Methods: 135 pts (median age 62 [IQR 56-70] years) with ICM (median NYHA class 2 [2-3]; median baseline NT-proBNP 685 [300-1655] pg/ml) and no substantial impairment of kidney function received intracoronary BMC using the stop-flow technique. Prior to cell application, hsTrop and NT-proBNP were measured, and NT-proBNP as a marker of left ventricular wall stress assessment was repeated at 4 months follow-up.

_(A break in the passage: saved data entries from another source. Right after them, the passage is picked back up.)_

PR #2005, opened 2024-05-14
Fix some capitalization

MrBrain295:
It looked weird not capitalizing the first word of a sentence.


ppigazzini:
Thank you @MrBrain295

PR #2006, opened 2024-05-14
remove unnecessary loop

peregrineshahin:
and change list to generator expression

### DIFF
--- a/server/fishtest/rundb.py
+++ b/server/fishtest/rundb.py
@@ -793,12 +793,7 @@ After fixing the issues you can unblock the worker at
         # To limit db access the list is cached for
         # 60 seconds.
 
-        runs_finished = True
-        for run in self.task_runs:
-            if not run["finished"]:
-                runs_finished = False
-                break
-
+        runs_finished = all(run["finished"] for run in self.task_runs)
         if runs_finished:
             print("Request_task: no useful cached runs left", flush=True)
 
--- a/server/fishtest/rundb.py
+++ b/server/fishtest/rundb.py
@@ -863,18 +863,18 @@ After fixing the issues you can unblock the worker at
 
         self.task_runs.sort(key=priority)
 
-        # get the list of active tasks
-
-        active_tasks = [
-            task for run in self.task_runs for task in run["tasks"] if task["active"]
-        ]
-
-        # We go through the list of active tasks to see if a worker with the same
-        # name is already connected.
-
         now = datetime.now(timezone.utc)
+        connections = 0
+        connections_limit = self.userdb.get_machine_limit(worker_info["username"])
+
+        active_tasks = (
+            task for run in self.task_runs for task in run["tasks"] if task["active"]
+        )
+
         for task in active_tasks:
             task_name = worker_name(task["worker_info"], short=True)
+
+            # see if a worker with the same name is already connected.
             if my_name == task_name:
                 task_name_long = worker_name(task["worker_info"])
                 my_name_long = worker_name(worker_info)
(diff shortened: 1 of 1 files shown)


ppigazzini:
The changes are not equivalent to the original code in subtle ways:
1. the first code returns the run as well (but it's not used in the following code, so the pythonic simplification is OK)
2. only one loop breaks the priority of the checks and mix the checks, this can make more difficult to debug the Event Logs. In my review of this function, I skipped this optimization because this reason, so I'm in difficulty to approve it in this PR.

vondele:
my 2cents, unrelated to an eventual merging, would it make sense to measure once the impact on the server time needed for this function under load?

ppigazzini:
Only a fast test, rn we have little space left.
```
fishtest@tests:~$ df -h
Filesystem         Size  Used Avail Use% Mounted on
/dev/ploop29670p1   99G   85G  9.7G  90% /
none               2.5G     0  2.5G   0% /sys/fs/cgroup
none               2.5G     0  2.5G   0% /dev
tmpfs              2.5G     0  2.5G   0% /dev/shm
tmpfs              2.5G  1.2M  2.5G   1% /run
tmpfs              5.0M     0  5.0M   0% /run/lock
none               2.5G     0  2.5G   0% /run/shm
tmpfs              512M     0  512M   0% /run/user/1000
```

vondele:
should probably work, some workers will need to request a task twice. I can monitor.

What about storing STC tests only for a day?

peregrineshahin:
> 2a. only one loop breaks the priority of the checks and mix the checks, this can make more difficult to debug the Event Logs.
2b. the code is a bit less readable

a) I don't think there is an inherent priority for the checks
b) in case you want another reason to return from this function with an error, it becomes unmaintainable to add yet another loop that is the same to do it, it's not like these two loops are done in a declarative way to make sense of what they are doing there are just duplicate C-like for loops which look bad.

i.e. one can argue that mapping/filtering/reducing adds to the readability and thus can be done twice, not the case here IMO.

ppigazzini:
I have no opinion on how long to retain the PGNs, as I don't know their use. Feel free to open a PR changing the numbers.

https://github.com/official-stockfish/fishtest/blob/1a3928fde2ddbf790a5d313b15fe64a3eb3ea743/server/utils/purge_pgn.py#L70-L86

robertnurnberg:
I think keeping STC just for 1 day, and LTC just for 7 days is reasonable.

Of course, if the fleet would re-appear for extended periods, even that might not be enough to keep the disk from filling up....

peregrineshahin:
This sounds reasonable feel free to override this PR with that, but it's still does not show any edge for having two loops whatsover over one, and also IMO it's confusing and a bad code not to break from loops if the code is already as imperative as a `for` when we know we are already done.

> If a worker contributor has both the issues (workers duplicated and connection limit) the new function could report the connection limit (a low priority warning) before the duplicated workers (higher priority warning, bad setup). A solution will be to complete the loop and report both the issues instead than exit as fast as possible like now with an incomplete report (with the possible wrong priority). In case of worker without issues, the loop is always completed.

vdbergh:
> it's not like these two loops are done in a declarative way to make sense of what they are doing they are just duplicate C-like for loops which look bad.

As usual we disagree... I don't think merging unrelated checks in a single loop necessarily makes the code clearer.

Basically we have two distinct checks, which both accidentally happen to involve the same loop...

peregrineshahin:
> which both accidentally happen to involve the same loop...
accidental occasions are what drive people to generalize code.

PR #2401, opened 2025-10-11
feat(server): switch to python 3.14

ppigazzini:
Also bump some packages.


ppigazzini:
DEV and PROD have been running fine with python 3.14 for few days.

https://docs.python.org/3.14/whatsnew/3.14.html

PR #2408, opened 2025-10-24
Stop task when heartbeat receives an error from server

vdbergh:
Very likely the same error will prevent an update later, resulting in wasted compute.

The main (only?) use case is an external IP address change (e.g. when moving a computer to a different location).


ppigazzini (approved):
Looks good with linux, wsl2, msys2 workers, update just after merging, thank you @vdbergh

vdbergh:
Sorry for not reacting. I was going to, but I am currently very busy.

PR #2410, opened 2025-11-22
update fastchess

robertnurnberg:
This PR serves as a placeholder to keep track of changes in fastchess during its development.

List of changes:
* `--version` becomes `-version`
* fastchess now produces correct PGN output for games ending with illegal moves
* we use the option `-pgnout append=false` as an extra safety measure to avoid corrupt PGN files
* fix crash on older mac workers, see #2412


Disservin:
thanks for the quick update

PR #2411, opened 2025-11-23
worker: build fastchess with build=release for static linking on Windows

maximmasiutin:
Build fastchess with `build=release` to ensure static linking on Windows.

Without this, the binary depends on MSYS64 UCRT DLLs, causing `nanosleep64` entry point errors or `Engine didn't respond to uciok` failures when run outside MSYS64.

Related: https://github.com/Disservin/fastchess/pull/950

### DIFF
--- a/worker/worker.py
+++ b/worker/worker.py
@@ -461,11 +461,11 @@ def setup_fastchess(worker_dir, compiler, concurrency, global_cache, tests=False
         os.chdir(build_dir)
 
         cmds = [
-            f"make -j{concurrency} CXX={compiler} GIT_SHA={FASTCHESS_SHA[:8]} GIT_DATE=01010101",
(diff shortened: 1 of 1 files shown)


Disservin:
i don't understand this.. the environment you compile fastchess in, is also the one supposed to execute it.. there's no need for static linking

ppigazzini:
msys2 ucrt64 builds an application that needs:
  - msys2 ucrt64 dlls, for fastchess they are:
```
  c/msys64/ucrt64/bin/libgcc_s_seh-1.dll
  c/msys64/ucrt64/bin/libwinpthread-1.dll
  c/msys64/ucrt64/bin/libstdc++-6.dll 
```
  - Microsoft UCRT dlls
  
If fastchess.exe does not find the 3 msys2 ucrt64 libraries, neither python3.exe, g++.exe, stockfish.exe should find their required libraries.

PR #2413, opened 2025-12-04
Raise WorkerException when fastchess crashes.

### LINKED ISSUE #2412: fastchess segfaults not shown in events
It seems that currently fastchess has a problem on older mac workers (macOS < 26.0) if the `dir` option is given, fastchess will crash with a SIGSEGV.

Below is the log of the worker output, which shows not really any diagnostics that fastchess ended unexpectedly.

```
Indexing opening suite...
Started game 3 of 160 (New-d7e49e2b20 vs Base-5297ba0a1a)
Started game 1 of 160 (New-d7e49e2b20 vs Base-5297ba0a1a)
Started game 2 of 160 (Base-5297ba0a1a vs New-d7e49e2b20)

Waiting for fastchess to finish... done.
Task exited
```

I will push an update later today which will fix this

https://github.com/Disservin/fastchess/issues/957

vdbergh:
Should fix #2412.

I sent a signal to fastchess while the worker was running and the task stopped gracefully.

https://tests.stockfishchess.org/actions?max_actions=1&action=&user=&text=&before=1764873583.097603&run_id=

(sorry for forgetting to use DEV).


Disservin:
nice thanks :D

ppigazzini (approved):
Looks good with linux, msys2, wsl2 workers. Update after merging.

Tested with a faster cleaner fastchess:
```c
#include <stdio.h>
#include <string.h>

int main(int argc, char *argv[]) {
    // Check if there is exactly one argument and it equals "-version"
    if (argc == 2 && strcmp(argv[1], "-version") == 0) {
        printf("fastchess alpha 1.5.0 01010101-e892ad92\n");
        return 0; // success
    } else {
        return 1; // error
    }
}
```

vdbergh:
Just saw one in real life  https://tests.stockfishchess.org/actions?max_actions=1&action=&user=&text=fastchess&before=1765303442.779962&run_id=

vdbergh:
I wonder if we should collect, say, the last 10 lines of FC output and include them in the error message.

Disservin:
sometimes could be useful, like seeing the segfault message for example, the fastchess output itself isn't that useful..
note that on discord, maximmasiutin had issues in the past which were related to his environment.. my guess is that those issues haven't been completely fixed

vdbergh:
This worker seems terminally broken. https://tests.stockfishchess.org/actions?text=%22maximmasiutin-1cores-fe4ac214%22 I blocked it.

vdbergh:
It’s rather puzzling that the errors alternate between two workers with different long names but the same short name. My first reaction would be that that is impossible unless the worker is hacked.

EDIT. It is possible if the two workers run in identical but different virtual machines and the user has copied the same fishtest.cfg file (with a [private] section) to both of them (contrary to the instructions in the wiki).

If neither of the workers is able to run a task then they would connect alternatingly, as we are seeing here.

This is the relevant section in the wiki: https://github.com/official-stockfish/fishtest/wiki/Running-the-worker#cloud-and-container-considerations

ppigazzini:
I pinged the user on Discord linking this thread.

PR #2415, opened 2025-12-18
Censor ip addresses in failed_task messages.

vdbergh:
We want to avoid this:

https://tests.stockfishchess.org/actions?max_actions=1&before=1766088916.498543


vdbergh:
#2417 removes the only use case. So I am closing this.

PR #2416, opened 2025-12-18
Fail task when heartbeat returns server error.

vdbergh:
Currently the task is stopped normally.

This PR should be merged after #2415 since it will expose IP addresses.

### DIFF
--- a/worker/games.py
+++ b/worker/games.py
@@ -1089,7 +1089,12 @@ def parse_fastchess_output(
         if current_state["task_id"] is None:
             # This task is no longer necessary.
             # Error message has already been printed.
-            return False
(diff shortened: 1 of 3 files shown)


vdbergh:
It seems the changing IP addresses are all okrout. Perhaps this is what explains the many "stale active task" messages for okrout.

If that's the case then we should probably remove the ip address check. This requires a bit of thought.

vdbergh:
#2417 removes the single known use case for this PR. In addition there is a flaw. A remote error returned by the heartbeat will very likely prevent the resulting failed task event from reaching the server. That makes this PR non-functional.

PR #2418, opened 2025-12-22
Revert pull request commits

vdbergh:
I feel no longer comfortable with the pull request feature. It is a large monolithic block of code and I would like to remove it. Currently removal is still quite easy but it may become harder as fishtest evolves.

Some parts of the pull request code are useful (e.g. error handling) and I will probably resubmit them as separate patches.


vondele:
I think that's fair, wasn't really used, it went a bit further than the original idea to have easy copy&paste of the results. Thanks for the effort though!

Results: Pts with elevated hsTrop (> 14ng/ml, n=88) suffered from more severe CHF compared to pts with low hsTrop (<=14 ng/ml; n=47) as evidenced by higher NYHA class (2 versus 3, p<0.01) and NT-proBNP serum levels (467 [243-469] versus 1571 [611-3377] pg/ml; p<0.01). Pts with elevated baseline hsTrop demonstrated a profound and significant (p=0.04) reduction in their NT-proBNP (median delta NT-proBNP -160 [-1208 - 149] pg/ml; relative reduction -21%) in response to BMC administration at 4 months, whereas NT-proBNP remained unchanged in pts without elevated baseline hsTrop (median delta NT-proBNP -1.3 [-116 - 128]; relative change 0.8%). The decrease in NT-proBNP at 4 months was inversely correlated with baseline hsTrop (r=-0.33, p<0.001).
Conclusions: The extent of ongoing minute myocardial damage as measured by serum levels of circulating Troponin at the time of cell administration predicts the reduction of NT-proBNP serum levels at 4 months after intracoronary application of BMC in pts with ICM. These data indicate that beneficial effects of BMC administration on left ventricular remodeling and wall stress are confined to pts with ongoing minute myocardial injury in stable chronic post-infarction heart failure.
- © 2012 by American Heart Association, Inc.